# Exercise aim:
Scan the listing below and copy each line holding the word "class".

# Material shown:
PR #14384, opened 2017-12-11
SUS-3532 | ImageServing - add a check to prevent fatal errors

macbre:
https://wikia-inc.atlassian.net/browse/SUS-3532

Prevent `Error: Call to a member function getRevIdFetched() on null` for not existing articles.

### DIFF
--- a/extensions/wikia/ImageServing/imageServing.class.php
+++ b/extensions/wikia/ImageServing/imageServing.class.php
@@ -125,10 +125,10 @@ class ImageServing {
 
 			// fetch articles metadata (try from cache)
 			foreach ( $articles as $key => $value ) {
-				$article = Article::newFromID( $key );
+				$title = Title::newFromID( $key );
 
-				if ( $article instanceof  Article ) {
-					$mcValue = $this->memc->get( $this->makeKey( $key, $article->getRevIdFetched() ) );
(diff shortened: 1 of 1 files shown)


extensions/wikia/ImageServing/imageServing.class.php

# Solution below:
--- a/extensions/wikia/ImageServing/imageServing.class.php
+++ b/extensions/wikia/ImageServing/imageServing.class.php
@@ -125,10 +125,10 @@ class ImageServing {
extensions/wikia/ImageServing/imageServing.class.php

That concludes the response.